Rosa West, president of the Airdrie Horticultural Society, says the best way to prepare your trees, shrubs, roses and perennials for winter is by keeping them well watered all season.
“The rule of thumb is that your garden needs one inch per week,” says West, explaining although you can cut that amount down slightly as the weather cools, it is critical plants go into hibernation well watered.
“If your plants and trees still have leaves, you need to keep watering them,” adds West, noting well-watered roots give plants the best chance of making it through the cold season and the Chinooks our region experiences, which can be tough on the garden.
She recommends deep-root watering trees, especially within the first three years of planting them.

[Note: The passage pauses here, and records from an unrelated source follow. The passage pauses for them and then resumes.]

PR #1091, opened 2021-06-10
sci-biology/dcm2niix: add patch

lucasmitrak:
* Disable finding git in cmake
* Add patch to ebuild

Currently, sci-biology/dcm2niix will not compile if git is not found.
The patch dcm2niix-disable_find_git.patch comments out the lines which
attempt to find git and require it to be found. With this patch, the
package will compile correctly. Without this patch, cmake will throw
an error if git is not found.

Closes: https://bugs.gentoo.org/755746


AndrewAmmerlaan:
Thanks :+1:

Issue #1097, opened 2021-07-16
[Feature Request] CadQuery, the great CAD GUI destroyer


leycec:
This feature request is actually just me tracking the multiple PRs I'll be submitting shortly for [CadQuery 2.1](https://cadquery.readthedocs.io), the most recent stable release of a fairly revolutionary open-source Python framework.

CadQuery *kinda* single-handedly obsoletes proprietary CAD GUIs that literally cost millions in licensing fees like AutoCAD and SolidWorks, similar to how NumPy *kinda* single-handedly obsoleted proprietary math GUIs with similar costs like MATLAB. The killer idea here is that CadQuery programmatically generates Computer-Aided Design (CAD) files in obscure industry formats like STEP, DXF, STL, and OBG from Python one-liners like this:

```
import cadquery as cq
cq.Workplane("XY").box(length,height,thickness).faces(">Z").workplane().hole(bearing_diam)
        .faces(">Z").workplane()
        .rect(length-padding,height-padding,forConstruction=True)
        .vertices().cboreHole(2.4, 4.4, 2.1)
```

...which generates [this parametric bearing pillow block](https://cadquery.readthedocs.io/en/latest/quickstart.html):

![parametric bearing pillow block, yo](https://cadquery.readthedocs.io/en/latest/_images/000.png)

*Yeah.* That's hot.

Sadly, CadQuery's build system isn't. Thus this issue. For those familiar with PySide2 (i.e., the official Python bindings for Qt 5), CadQuery is fiendishly similar. And I should know; I authored the PySide2 family of ebuilds currently in Portage. <sup>*good times*</sup>

Just like PySide2, CadQuery implements its own C++-to-Python bindings generator called [pywrap](https://github.com/CadQuery/pywrap) for automagically generating Python bindings to humongously large C++ libraries – in this case, [Open Cascade, a C++ CAD library that's **1.5GB large**](https://en.wikipedia.org/wiki/Open_Cascade_Technology). Just like PySide2, CadQuery is split up into multiple components, each with multiple dependencies collectively taking over half-a-day to build on my ailing 2000-era AMD Athlon II X2 240. <sup>*good times*</sup>

So, here we go. These are the three main CadQuery pull requests I'll be submitting shortly (in order):

1. **[pywrap](https://github.com/CadQuery/pywrap),** CadQuery's aforementoined CLang-based binding generators. It's... pretty intense.
[...]

PR #1099, opened 2021-07-20
CadQuery phase 2: OCP

leycec:
This PR continues the ancient viking saga of CadQuery first transcribed in #1097. We boldly package the next major dependency: [**OCP,** Python bindings to the entirety of Open Cascade auto-generated by pywrap](https://github.com/CadQuery/OCP). This PR is *much* smaller and saner than phase 1, mostly because the only things OCP needs are **(A)** Open Cascade and **(B)** pywrap, which are all packaged. We now give thanks.

Since Gentoo slots Open Cascade into the prior 7.4.0 line and ongoing 7.5.x line, this PR follows suite by providing two suspiciously similar OCP ebuilds:

* `cadquery-ocp-7.4.0.ebuild`, the most recent stable release of OCP targetting Open Cascade 7.4.0. Shockingly, it works. I know, right? :open_mouth: 
* `cadquery-ocp-7.5.2_rc20210706.ebuild`, the most recent Git commit of OCP targetting Open Cascade 7.5.2. Shockingly, it also works. What is even going on here?

These two ebuilds are *mostly* duplicates of one other. Minor differences between the two all stem from minor differences between Open Cascade 7.4.0 and 7.5.2. Basically, Open Cascade 7.5.2 supports JSON and is packaged by Gentoo into saner system directories (e.g., `/usr/include/opencascade-7.5.2/` rather than `/usr/lib64/opencascade-7.4.0/ros/include/`). That's it. We now give thanks. 

Everything mostly makes sense on the packaging front... subject to these familiar caveats:

* *No tests.* Everyone saw that one coming. We couldn't do anything about this with pywrap, but we *can* do something about this with OCP. All OCP does is provide a single Python C extension! So, we just test that we can import a few well-known Open Cascade attributes from that extension. This increases the likelihood that OCP actually did what it said, which is better than the usual NothingBurger™ we've come to expect from CadQuery packaging. I'll take it.
* *Hard-coded paths.* Again, `sed` solves all these problems and more. Thanks, Stallman, for you continue to grace us with modern solutions to age-old problems.
* *Manual `cmake` invocation.* The `cmake` eclass doesn't play nicely with the `distutils-r1` eclass, so I ditched it. Instead, we invoke `cmake` manually. Unfortunately, <sup>...*sigh*</sup> the build process by which OCP generates bindings isn't quite as automated as one would hope – by which I mean it's totally unautomated. I had to manually reverse engineer this process from their Anaconda-specific `build-bindings-job.yml` file. To compound matters, this process needs header include directories for Clang, VTK, and Open Cascade – but there isn't an automated way to query for those directories. Neither Clang, VTK, nor Open Cascade install `.pc` files for inspection by `pkg-config`. Although Clang, VTK, and Open Cascade *do* all install `.cmake` files for inspection by `cmake`, OCP ignores those files and instead ships its own broken `FindOpenCascade.cmake` file **that completely fails at its only job.** So, we **(A)** manually find header include directories and **(B)** patch those directories into `FindOpenCascade.cmake`. It works, but it sucks. I'll be filing an upstream mega-issue detailing all of this suckage once we finish packaging CadQuery in full.

Upstream will pay for their crimes! Until they do, OCP is actually really amazing – ignoring the packaging crisis detailed above. OCP not only provides one-to-one Python bindings for Open Cascade but, when combined with CadQuery, a *much* higher-level and easier-to-use API for converting curmudgeonly CAD formats birthed in the seventh circle of Hell like STEP, IGES, and DXF into reasonable VTK `PolyData` objects.

Honestly, I consider STEP, IGES, and DXF unusable without OCP. All hail CadQuery for it makes the insane things sane again.


dev-python/cadquery-ocp/cadquery-ocp-7.5.2_rc20210706.ebuild
```diff
@@ -0,0 +1,160 @@
...
+		cmake \
+			-Wno-dev \
+			-S OCP/ \
+			-B OCP.binary_tree/ \
+			-G Ninja \
+			-D CMAKE_BUILD_TYPE=Gentoo \
+			-D PYTHON_EXECUTABLE="${PYTHON}" \
+			|| die
+	}
+	python_foreach_impl cadquery-ocp_src_configure
```
AndrewAmmerlaan, line 133:
```suggestion
	python_foreach_impl CMAKE_USE_DIR="${BUILD_DIR}/OCP" cmake_src_configure
```
(and maybe something with `my_cmake_args`)

dev-python/cadquery-ocp/cadquery-ocp-7.5.2_rc20210706.ebuild
```diff
@@ -0,0 +1,160 @@
...
+}
+
+src_compile() {
+	cadquery-ocp_src_compile() {
+		cd "${BUILD_DIR}" || die
+		cmake --build OCP.binary_tree/ -- -j $(get_nproc) || die
+	}
+	python_foreach_impl cadquery-ocp_src_compile
```
AndrewAmmerlaan, line 141:
```suggestion
	python_foreach_impl CMAKE_USE_DIR="${BUILD_DIR}/OCP" cmake_src_compile
```

dev-python/cadquery-ocp/cadquery-ocp-7.5.2_rc20210706.ebuild
```diff
@@ -0,0 +1,160 @@
...
+
+	# "dev-python/clang-python" atom targeting this Clang version.
+	local _CLANG_PYTHON_ATOM="dev-python/clang-python-${_CLANG_VERSION}"
+
+	# Ensure "dev-python/clang-python" targets this Clang version.
+	has_version -r "=${_CLANG_PYTHON_ATOM}" ||
+		die "${_CLANG_PYTHON_ATOM} not installed."
+
+	# Remove all vendored subdirectories.
+	rm -rf conda opencascade pywrap || die
```
AndrewAmmerlaan, line 82: AFAIK `-f` makes `rm` exit successfully even if the dir does not exist, so now the `|| die` is useless. I think we should just get rid of the `-f`

dev-python/cadquery-ocp/cadquery-ocp-7.5.2_rc20210706.ebuild
```diff
@@ -0,0 +1,160 @@
...
+
+EAPI=7
+
+PYTHON_COMPAT=( python3_{8..9} )
+
+# The "cmake" eclass is intentionally omitted here despite cmake being run.
+# That eclass expects a "${S}/CMakeLists.txt" file during src_prepare(),
+# whereas this package uniquely generates one "${BUILD_DIR}/OCP/CMakeLists.txt"
+# file for each active Python version.
+inherit llvm multiprocessing python-r1
```
AndrewAmmerlaan, line 12:
```suggestion
inherit cmake llvm multiprocessing python-r1
```

dev-python/cadquery-ocp/cadquery-ocp-7.5.2_rc20210706.ebuild
```diff
@@ -0,0 +1,160 @@
...
+	python_foreach_impl cadquery-ocp_src_test
+}
+
+src_install() {
+	python_moduleinto .
+	cadquery-ocp_src_install() {
+		cd "${BUILD_DIR}" || die
+		python_domodule OCP.binary_tree/OCP*.so
+	}
+	python_foreach_impl cadquery-ocp_src_install
```
AndrewAmmerlaan, line 159:
```suggestion
	python_foreach_impl CMAKE_USE_DIR="${BUILD_DIR}/OCP" cmake_src_install
```

dev-python/cadquery-ocp/cadquery-ocp-7.5.2_rc20210706.ebuild
```diff
@@ -0,0 +1,160 @@
...
+
+# Ensure the path returned by get_llvm_prefix() contains clang.
+llvm_check_deps() {
+	has_version -r "sys-devel/clang:${LLVM_SLOT}"
+}
+
+# OCP currently requires manual configuration, compilation, and installation
+# inspired by the conda-specific "build-bindings-job.yml" file.
+src_prepare() {
+	default
```
AndrewAmmerlaan, line 43:
```suggestion
```
(Otherwise we apply the patches twice, cause `cmake_src_prepare` also does this)

AndrewAmmerlaan:
>     * _Manual `cmake` invocation._ The `cmake` eclass doesn't play nicely with the `distutils-r1` eclass, so I ditched it. Instead, we invoke `cmake` manually. Unfortunately, ..._sigh_ the build process by which OCP generates bindings isn't quite as automated as one would hope – by which I mean it's totally unautomated. I had to manually reverse engineer this process from their Anaconda-specific `build-bindings-job.yml` file. To compound matters, this process needs header include directories for Clang, VTK, and Open Cascade – but there isn't an automated way to query for those directories. Neither Clang, VTK, nor Open Cascade install `.pc` files for inspection by `pkg-config`. Although Clang, VTK, and Open Cascade _do_ all install `.cmake` files for inspection by `cmake`, OCP ignores those files and instead ships its own broken `FindOpenCascade.cmake` file **that completely fails at its only job.** So, we **(A)** manually find header include directories and **(B)** patch those directories into `FindOpenCascade.cmake`. It works, but it sucks. I'll be filing an upstream mega-issue detailing all of this suckage once we finish packaging CadQuery in full.

I think we might be able to workaround the cmake mess with `BUILD_DIR/CMAKE_IN_SOURCE_BUILD/CMAKE_USE_DIR`, if it doesn't work then we'll just do it like it is now.

waebbl:
> Since Gentoo slots Open Cascade into the prior 7.4.0 line and ongoing 7.5.x line, this PR follows suite by providing two suspiciously similar OCP ebuilds:
> 
>     * `cadquery-ocp-7.4.0.ebuild`, the most recent stable release of OCP targetting Open Cascade 7.4.0. Shockingly, it works. I know, right? open_mouth
> 
>     * `cadquery-ocp-7.5.2_rc20210706.ebuild`, the most recent Git commit of OCP targetting Open Cascade 7.5.2. Shockingly, it also works. What is even going on here?
> 
As maintainer of the opencascade package, I'm planning on removing the 7.4.0 line not very far into the future. AFAIK pkgcheck and repoman can't handle cross-repo dependencies, so a removal would silently break the `cadquery-ocp-7.4.0.ebuild`. I'd suggest, we stick to the v7.5.2 release and just ignore the v7.4.0 release altogether.

>     * _Manual `cmake` invocation._ The `cmake` eclass doesn't play nicely with the `distutils-r1` eclass, so I ditched it. Instead, we invoke `cmake` manually. Unfortunately, ..._sigh_ the build process by which OCP generates bindings isn't quite as automated as one would hope – by which I mean it's totally unautomated. I had to manually reverse engineer this process from their Anaconda-specific `build-bindings-job.yml` file. To compound matters, this process needs header include directories for Clang, VTK, and Open Cascade – but there isn't an automated way to query for those directories. Neither Clang, VTK, nor Open Cascade install `.pc` files for inspection by `pkg-config`. Although Clang, VTK, and Open Cascade _do_ all install `.cmake` files for inspection by `cmake`, OCP ignores those files and instead ships its own broken `FindOpenCascade.cmake` file **that completely fails at its only job.** So, we **(A)** manually find header include directories and **(B)** patch those directories into `FindOpenCascade.cmake`. It works, but it sucks. I'll be filing an upstream mega-issue detailing all of this suckage once we finish packaging CadQuery in full.

I haven't looked at your code yet, but all three packages, clang, vtk and occt ship with the new config style `.cmake` files. From my POV there's no need to manually find header include dirs. We can instead use the `get_target_property` cmake function to ask cmake for where the header files are located. Imagine a construct like
```
find_package(vtk 9 CONFIG REQUIRED)
if(TARGET VTK::VTK)
  get_target_property(VTK_INCLUDE_DIRS VTK::VTK INTERFACE_INCLUDE_DIRECTORIES)
endif()
```
Replace `vtk` with the targets we actually need. It could (and in theory should) be possible to just delete (or ignore) the old style `FindOpenCascade.cmake` module file.

dev-python/cadquery-ocp/cadquery-ocp-7.5.2_rc20210706.ebuild
```diff
@@ -0,0 +1,160 @@
...
+			-D PYTHON_EXECUTABLE="${PYTHON}" \
+			|| die
+	}
+	python_foreach_impl cadquery-ocp_src_configure
+}
+
+src_compile() {
+	cadquery-ocp_src_compile() {
+		cd "${BUILD_DIR}" || die
+		cmake --build OCP.binary_tree/ -- -j $(get_nproc) || die
```
waebbl, line 139: Shouldn't we honour the users choice by using `makeopts_jobs` instead of `get_nproc`?

AndrewAmmerlaan: Somewhat related to this, I have a feeling that major parts of the emerge are not parallelized at all:
```
* dev-python/cadquery-ocp-7.5.2_rc20210706

current merge time: 5 hours, 7 minutes and 58 seconds.
ETA: any time now.
```
And it's still busy.....

The System Monitor shows me that it is clearly using only one core at the moment (I haven't been monitoring it all the time, so maybe it was multithreaded before)

If we can't speed this up by parallelizing it (more), then maybe we should use `python-single-r1` instead of `python-r1`. Because if this really takes this long than no one is going to want to install this for multiple PYTHON_TARGETS since that doubles or triples the emerge time. (This also has the additional benefit of simplifying the cmake problem, since we don't have to deal with multiple BUILDDIRs)

dev-python/cadquery-ocp/cadquery-ocp-7.5.2_rc20210706.ebuild
```diff
@@ -0,0 +1,160 @@
...
+# whereas this package uniquely generates one "${BUILD_DIR}/OCP/CMakeLists.txt"
+# file for each active Python version.
+inherit llvm multiprocessing python-r1
+
+MY_COMMIT="9a6210e3c490e741719ccdada900c70e58b09c91"
+OCCT_PV=$(ver_cut 1-3)
+
+DESCRIPTION="Python wrapper for OCCT generated using pywrap"
+HOMEPAGE="https://github.com/CadQuery/OCP"
+SRC_URI="https://github.com/CadQuery/OCP/archive/${MY_COMMIT}.tar.gz -> ${P}.tar.gz"
```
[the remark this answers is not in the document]
leycec: Oh, great catch! Somehow, I failed to notice that. Somehow, you never fail to notice everything. You're like the PR Eye of Sauron. :eye:

dev-python/cadquery-ocp/cadquery-ocp-7.5.2_rc20210706.ebuild
leycec: Why are you always right, Andrew? Why? WHY!?!?

Embarrassingly, that was muscle memory. I always pass `-rf` together, so that's what the fingers do by themselves now. I never even knew that you *could* pass `-r` without `-f`. Of course, you can. And here we are, washed up on the lonely shore of another misbegotten code fragment.

leycec:
> As maintainer of the opencascade package...

Thank you for the blessed work you have done.

> I'm planning on removing the 7.4.0 line not very far into the future.

Excellent! This simplifies my life, for which I am also grateful. I'll drop the 7.4.0 ebuild exactly as you say. :+1: 

> I haven't looked at your code yet...

Let us just safely assume that it's ugly, fragile, and dangerous.

> We can instead use the `get_target_property` cmake function to ask cmake for where the header files are located. Imagine a construct like...

Yes, I can see it now – a working `CMakeLists.txt` file, the true Shangri-La of every Gentooer who packages risky bleeding-edge software. Your possibly working code snippet is *brilliant,* because my `cmake` skills are on par with my COBOL skills. Now I just need to wait several hours for `bindgen` to regenerate its non-working `CMakeLists.txt` file, because I foolishly failed to save a copy of the build tree after `src_prepare()`. :drooling_face:

dev-python/cadquery-ocp/cadquery-ocp-7.5.2_rc20210706.ebuild
leycec: > Shouldn't we honour the users choice by using `makeopts_jobs` instead of `get_nproc`?

...yes. Yes, we should. I actually didn't know that `makeopts_jobs()` even existed, because I never actually read the eclass documentation. Let's pretend I didn't just admit that.

leycec: > I have a feeling that major parts of the emerge are not parallelized at all...

That's... not good. I thought it was just me. I'm relieved to learn that my geriatric CPU isn't entirely too blame, but disappointed to learn that OCP may have no idea what it's doing. In theory:

* The `src_prepare()` phase *should* be parallelized, because we explicitly pass `--njobs $(makeopts_jobs)`. This assumes Cadquery pywrap works as expected, which may be too much to ask.
* The `src_compile()` phase *should* be parallelized too, both because we explicitly pass `-j $(makeopts_jobs)` to `ninja` *and* because `ninja` defaults to parallelized compilation dependent on core count + 1.
* The `src_configure()` phase doesn't appear to be parallelized but probably should be.

Let's see if I can track down exactly what isn't happening and why. `<cracks_arthritic_knuckles>`

leycec:
@AndrewAmmerlaan: Your proposed `cmake` rework blows my feeble mind. I'd *much* rather hand all of this off to the `cmake` eclass, because I don't trust myself enough to get `cmake` interactions right.

Under optimistic utopian conditions, this should take a day or two to rework. And then there's reality.

dev-python/cadquery-ocp/cadquery-ocp-7.5.2_rc20210706.ebuild
leycec: I can confirm that `src_prepare()` is parallelized. So, that's nice.

I suspect we're just going to discover that generating Python bindings to a 1.5GB C++ API unavoidably consumes a *crazy* amount of wallclock time. I'm kinda okay with that. This is the nature of the beast. Of course, half-a-day build times makes this more a sloth than a beast.

Still, I'd kinda be nice if we could preserve multiple `PYTHON_TARGETS`. Gentoo is choice, even if that means a bad choice. More relevantly, CadQuery will probably end up becoming a mandatory runtime dependency of various other downstream Python projects in a few years. Dropping multiple targets for CadQuery means dropping multiple targets for those future packages, too.

Users on painfully outdated systems that wheeze uncontrollably (like my own) can always disable multiple targets with USE flags like:

```
dev-python/cadquery-ocp -python_targets_python3_8
```

Maybe we could emit a warning message in `pkg_setup()` when multiple targets are enabled?

dev-python/cadquery-ocp/cadquery-ocp-7.5.2_rc20210706.ebuild
AndrewAmmerlaan: I only noticed this because I made the exact same mistake about a month ago :smile: . On full-auto I did `-rf` and someone complained to me that `--force` is wrong in ebuilds (which in hind-sight makes sense, it is just that the `-f` is basically glued to the `-r` in my head :P )

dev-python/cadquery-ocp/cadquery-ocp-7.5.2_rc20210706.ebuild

West, who sells roses at the Airdrie Farmers Market through her company Rose’s West, says it’s also important that perennials and trees aren’t given nitrogen – which stimulates new growth – after July 31.
She advises gardeners to use a 0-10-10 on any newly transplanted plants in late summer and fall to help them establish their root system, and for overall health.
West, who earned a horticulture certificate from Olds College, says garden clean-up doesn’t have to be a lot of work. In fact, she recommends against cutting perennials back before winter.
“We want to keep anything that might come back next year,” she says, explaining sometimes roses and other perennials can sprout from the previous year’s growth. “And the perennial greenery provides extra protection for plants and traps the snow, which helps insulate.”
West advises Airdrie gardeners to also leave fallen organic matter on flowerbeds. Doing so provides insulation, adds nutrients to the soil and provides a place for ladybugs, which are predators for many harmful bugs, to overwinter.
The one exception to leaving organic matter on the garden is under lilies to avoid the overwintering of Japanese lily beetles, which can decimate lilies in just days.
West, whose stunning Airdrie garden is pesticide and herbicide free and contains plants – such as zone five roses, wisteria, grapes, and a tri-coloured beech – that many consider too tender to grow in Airdrie, also spreads peat moss on the soil and grass where, like the leaves, it decomposes and improves the soil over the winter.
She also recommends gardeners “snow farm” over the winter months to help protect plants. The practice involves moving snow onto flowerbeds and over the roots of trees.
The best advice West has for gardeners preparing for winter is to not worry too much.
“A lot of people get stressed out about the rules; then they don’t garden,” she says. “Don’t be [stressed]; you will learn as you go.”